Because the geostationary option is far away from the earth, the observation accuracy will sure be limited. If we want to obtain higher-precision observation data, we need polar-orbiting satellites. Polar-orbiting satellites (also called sun-synchronous satellites) have a lower orbit than geostationary satellites. They are about 840km and orbit the earth’s north and south poles. Its observation method can be imagined as scanning during CT. Wherever the instrument / satellite sweeps, it captures of the place it sweeps through. Therefore, the orbit of the satellite and the longitude and latitude of the observation data can be directly matched. Planetary scientists often call this “a track data”. As an example, the CloudSat satellite swept out of Earth in one day at a station shown below
We can see that the coverage is relatively small. Of course, there are also satellites in the process of travelling. This will add the detection instrument to the swing perpendicular to the orbital direction. This will help the equipment detect the data of one surface. For example, the picture on the left is the surface precipitation measured by the GPM satellite. If you draw a profile at the red line, you can get the precipitation rate profile at the red line (right picture).

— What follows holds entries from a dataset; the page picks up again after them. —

PR #1232, opened 2026-08-01
Report a failure once, and repair the stored answer that caused it

TaprootFreak:
## What is happening in production

Since the reporting from #1227 went live, the ingest endpoint takes **~68 requests per second**,
around the clock. 99.9% of them are rejected by its rate limit — of 5'000 sampled requests, 4'998
came back `429`. The rest of the API sees ~1'100 requests per 10 minutes, so this one endpoint
carries roughly 40× the entire real traffic of the platform.

Reproduced in a real browser: **a single open page produces 19–30 reports per second**, indefinitely.
The customer sees one broken screen. We receive ~68'000 reports an hour from them.

## Defect 1 — the guard could not hold

`ErrorScreen` guarded against repeat reports with a `useRef`, which lives and dies with the mount.
The router remounts the same route repeatedly — measured as 357 × `history.replaceState('/buy')`
during 12 seconds of the loop — and every remount builds a fresh component with a fresh ref. React
then re-throws the cached chunk failure, the boundary mounts again, and the report goes out again.

The guard now lives in the module, keyed on type + message + route for one minute. It survives the
remount, because that is the thing it has to survive.

This matters beyond the noise: while the loop fills the rate limit, it **pushes out the reports of
every other customer**. The flood blinds exactly what it floods.

## Defect 2 — reload repeated the failure instead of ending it

A reload re-reads `index.html`, but not the stored answer for the chunk itself — and a chunk URL is
stable for as long as its content is. `2688.57cddf4b.chunk.js` is byte-identical across builds and
therefore keeps its name. A customer who once stored an app shell under that URL is served it again
on every single attempt, for the year `_headers` marks those assets fresh.

That is why the same customers kept failing on a file that demonstrably exists:

```
curl -sI https://app.dfx.swiss/static/js/2688.57cddf4b.chunk.js  ->  200, application/javascript
```

The failing address is now re-requested with `cache: 'reload'` before the reload. That forces the
browser to the network and makes intermediate caches revalidate, replacing the stored copy. The
reload then happens either way — it is the recovery, and it must not be skipped because the repair
failed.

Only same-origin addresses are touched. The address comes out of an error message, and an embedded
or third-party bundler could put someone else's host there.

## While we are here: `(error:` versus `(missing:`

Worth recording, because it sent this investigation down the wrong path once. Cloudflare sets
`x-content-type-options: nosniff` on every response. When HTML arrives under a `.js` URL the browser
therefore **refuses to execute it** and the script tag fires `error`, not `load` — which webpack
turns into `(error: <url>)`. Verified three ways: in the webpack source
(`JsonpChunkLoadingRuntimeModule.js:188`, `event.type === 'load' ? 'missing' : event.type`), in the
built production bundle, and by reproducing it in a browser.

So `(error:` does **not** rule out "HTML instead of JavaScript" — with `nosniff` it is that case's
signature. `(missing:` would only appear without `nosniff`.

## Tests

672 tests pass, 63 suites. New cases cover: the repair request and its exact options, the reload
still happening when the repair fails, a foreign-origin address being ignored, and all four
behaviours of the repeat guard (same failure suppressed, different route reported, different failure
reported, reported again after the window).

## What this does not fix

Entries already held in the **CDN edge cache**. A hit there never reaches the origin — measured on a
poisoned URL: `cf-cache-status: HIT`, `age: 22609`, a year of freshness. Those entries have to be
purged out of band, otherwise new visitors can still pick one up.

### DIFF
--- a/src/__tests__/client-error.test.ts
+++ b/src/__tests__/client-error.test.ts
@@ -507,6 +507,27 @@ describe('installChunkErrorHandling', () => {
     expect(global.fetch).toHaveBeenCalledTimes(1);
   });
 
+  // Asserted through the event, not by calling the recovery directly: classification runs first in
+  // this path, and a value whose string conversion throws used to stop the handler there — leaving
+  // the customer on the broken page while a direct unit test of the recovery still passed.
+  it('recovers a chunk failure whose value resists string conversion', () => {
+    install();
+
+    const hostile = {
+      name: 'ChunkLoadError',
+      get message(): string {
+        throw new Error('nope');
+      },
+      toString: () => {
+        throw new Error('nope');
+      },
+    };
+
+    fire('error', { error: hostile });
+
+    expect(reload).toHaveBeenCalledTimes(1);
+  });
+
   // Some engines deliver only the message, with no error object attached.
   it('recovers a chunk failure carried as a bare message', () => {
     install();
--- a/src/__tests__/client-error.test.ts
+++ b/src/__tests__/client-error.test.ts
@@ -2,7 +2,13 @@
 jest.mock('@dfx.swiss/react', () => ({}));
 jest.mock('src/dto/safe.dto', () => ({}));
 
-import { isChunkLoadError, reloadOnceForChunkError, reportClientError, toErrorFacts } from '../util/client-error';
+import {
+  forgetReportedErrors,
+  isChunkLoadError,
+  reloadOnceForChunkError,
+  reportClientError,
+  toErrorFacts,
+} from '../util/client-error';
 
 jest.mock('src/config/api', () => ({ Api: { url: 'https://api.example.com', version: 'v1' } }));
 jest.mock('src/version', () => ({ REACT_APP_BUILD_ID: '42-99' }));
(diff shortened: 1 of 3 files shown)


TaprootFreak:
Four review passes were needed before this came back clean.

Round 1 found four defects, two of them serious. The global error handler called the recovery without the error, so chunk failures outside the router would still not have had their cached answer replaced — half the fix, silently. And the reload waited on the repair with no bound, so a request that never settles would have withheld the recovery indefinitely: worse than before this existed, when the reload was immediate. It is now bounded by a two-second budget as well as by the request settling, and runs exactly once either way.

Round 2 found that looking up the failing address could throw — a throwing getter, or a value that resists string conversion. Because the reload guard is written first, that would have left the customer with neither a repair nor a reload until it expired.

Round 3 found the same weakness one step earlier, in classification itself, which runs before any of this in the global handler. Notably, the existing test passed while that path was broken, because it called the recovery directly instead of going through the event. The new test asserts through the dispatched event and was verified to fail when the fix is removed. That weakness predates this branch; it is fixed here because it sits directly in the path this change exists to make reliable.

Round 4 found one comment that claimed more than the code does — reading a property cannot be assumed free of side effects. Corrected; no behaviour change.

Full suite: 63 suites, 680 tests, green.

As simple as it sounds, the process is quite complex. Obviously, there is a time difference in the observed data of each orbit. The period of the satellite orbiting the earth is about 84 minutes. When we select one track for data analysis, it is actually difficult to say that these 84 minutes of data are at the same time. The time difference should also be taken into account when selecting a certain period of data analysis.
A global or regional data analysis will consider many days of data sets. These data will plot on a graph and this could represent the long-term average state. The “average state” data is not the average of long period of continuous observation. It is actually the point observed again after a long time interval. This is because the observation gets less than “simultaneous data”. The average of different points on the map is actually the average of different times. It’s a bit confusing. Anyway, In addition to spatial resolution, the improvement of time accuracy is also a very important thing.